PR #2292, opened 2019-12-18
Add new event before a customer is actually registered

t2oh4e:
Because there is currently no clean way to abort a registration process beside the form validation. You can decorate the RegisterService but since this does not return anything you can not pass back any information to the register controller to initiate a custom handling. I had the need to do this because I wanted to abort registrations after the form validation is run but before the customer is actually saved.

Add a new event to handle custom errors (or messages in general) during the registration process.

Try to abort a registration before a customer is saved to the database.
Example subscriber that could make use of the new event:
```php
class Test implements SubscriberInterface {
    {
        return [
            'Shopware_Modules_Admin_SaveRegister_BeforeRegister' => 'onBeforeRegister',
        ];
    }

    public function onBeforeRegister(\Enlight_Event_EventArgs $args) {
        $errors = $args->getReturn();
        $customer = $args->get('customer');
        $billing = $args->get('billing');
        $shipping = $args->get('shipping');

        // Do some custom validation stuff with the customer or the addresses
        // e.g. sync them with another system and react to API errors of that system.

        // Merge to make sure you keep errors that may have been added by other plugins previously.
        return array_merge($errors, [
           'occurred' => true,
           'personal' => [
               //reuse error structure from register controller which will be displayed in the frontend form
               'firstname' => 'Something is wrong here',
           ],
           'my_custom_errors' => [
               // Add your own errors. They will be passed to the view and you can handle them there.
           ]
        ]);
    }
}
```

### 6. Checklist

### DIFF
--- a/engine/Shopware/Controllers/Frontend/Register.php
+++ b/engine/Shopware/Controllers/Frontend/Register.php
@@ -147,15 +147,7 @@ class Shopware_Controllers_Frontend_Register extends Enlight_Controller_Action
         );
 
         if ($errors['occurred']) {
-            unset(
-                $data['register']['personal']['password'],
-                $data['register']['personal']['passwordConfirmation'],
-                $data['register']['personal']['emailConfirmation']
-            );
-
-            $this->View()->assign('errors', $errors);
-            $this->View()->assign($data);
-            $this->forward('index');
+            $this->handleRegisterError($data, $errors);
 
             return;
         }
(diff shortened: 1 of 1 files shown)


engine/Shopware/Controllers/Frontend/Register.php
```diff
@@ -185,6 +177,26 @@ public function saveRegisterAction()
...
 
+        /** @var Enlight_Event_EventManager $eventManager */
+        $eventManager = $this->get('events');
+
+        $errors = ['occurred' => false];
+        $errors = $eventManager->filter(
+            'Shopware_Modules_Admin_SaveRegister_BeforeRegister',
+            $errors,
+            [
+                'customer' => $customer,
```
shyim, line 189: subject missing

t2oh4e: Added.

t2oh4e:
@shopwareBot Sorry I was on vacations :) I added the missing subject requested by shyim.

mitelg:
shouldn't we avoid to add `subject` to events? so in case of refactoring, it would be easier to move the code :wink:

t2oh4e:
@mitelg sounds legit. I found both ways (with and without subject) in the existing code. I can remove it again. Shall I?

shyim:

******

## What to do
Working from the material above, reproduce it in full and unchanged.

## Expected answer
PR #2292, opened 2019-12-18
Add new event before a customer is actually registered

t2oh4e:
Because there is currently no clean way to abort a registration process beside the form validation. You can decorate the RegisterService but since this does not return anything you can not pass back any information to the register controller to initiate a custom handling. I had the need to do this because I wanted to abort registrations after the form validation is run but before the customer is actually saved.

Add a new event to handle custom errors (or messages in general) during the registration process.

Try to abort a registration before a customer is saved to the database.
Example subscriber that could make use of the new event:
```php
class Test implements SubscriberInterface {
    {
        return [
            'Shopware_Modules_Admin_SaveRegister_BeforeRegister' => 'onBeforeRegister',
        ];
    }

    public function onBeforeRegister(\Enlight_Event_EventArgs $args) {
        $errors = $args->getReturn();
        $customer = $args->get('customer');
        $billing = $args->get('billing');
        $shipping = $args->get('shipping');

        // Do some custom validation stuff with the customer or the addresses
        // e.g. sync them with another system and react to API errors of that system.

        // Merge to make sure you keep errors that may have been added by other plugins previously.
        return array_merge($errors, [
           'occurred' => true,
           'personal' => [
               //reuse error structure from register controller which will be displayed in the frontend form
               'firstname' => 'Something is wrong here',
           ],
           'my_custom_errors' => [
               // Add your own errors. They will be passed to the view and you can handle them there.
           ]
        ]);
    }
}
```

### 6. Checklist

### DIFF
--- a/engine/Shopware/Controllers/Frontend/Register.php
+++ b/engine/Shopware/Controllers/Frontend/Register.php
@@ -147,15 +147,7 @@ class Shopware_Controllers_Frontend_Register extends Enlight_Controller_Action
         );
 
         if ($errors['occurred']) {
-            unset(
-                $data['register']['personal']['password'],
-                $data['register']['personal']['passwordConfirmation'],
-                $data['register']['personal']['emailConfirmation']
-            );
-
-            $this->View()->assign('errors', $errors);
-            $this->View()->assign($data);
-            $this->forward('index');
+            $this->handleRegisterError($data, $errors);
 
             return;
         }
(diff shortened: 1 of 1 files shown)


engine/Shopware/Controllers/Frontend/Register.php
```diff
@@ -185,6 +177,26 @@ public function saveRegisterAction()
...
 
+        /** @var Enlight_Event_EventManager $eventManager */
+        $eventManager = $this->get('events');
+
+        $errors = ['occurred' => false];
+        $errors = $eventManager->filter(
+            'Shopware_Modules_Admin_SaveRegister_BeforeRegister',
+            $errors,
+            [
+                'customer' => $customer,
```
shyim, line 189: subject missing

t2oh4e: Added.

t2oh4e:
@shopwareBot Sorry I was on vacations :) I added the missing subject requested by shyim.

mitelg:
shouldn't we avoid to add `subject` to events? so in case of refactoring, it would be easier to move the code :wink:

t2oh4e:
@mitelg sounds legit. I found both ways (with and without subject) in the existing code. I can remove it again. Shall I?

shyim:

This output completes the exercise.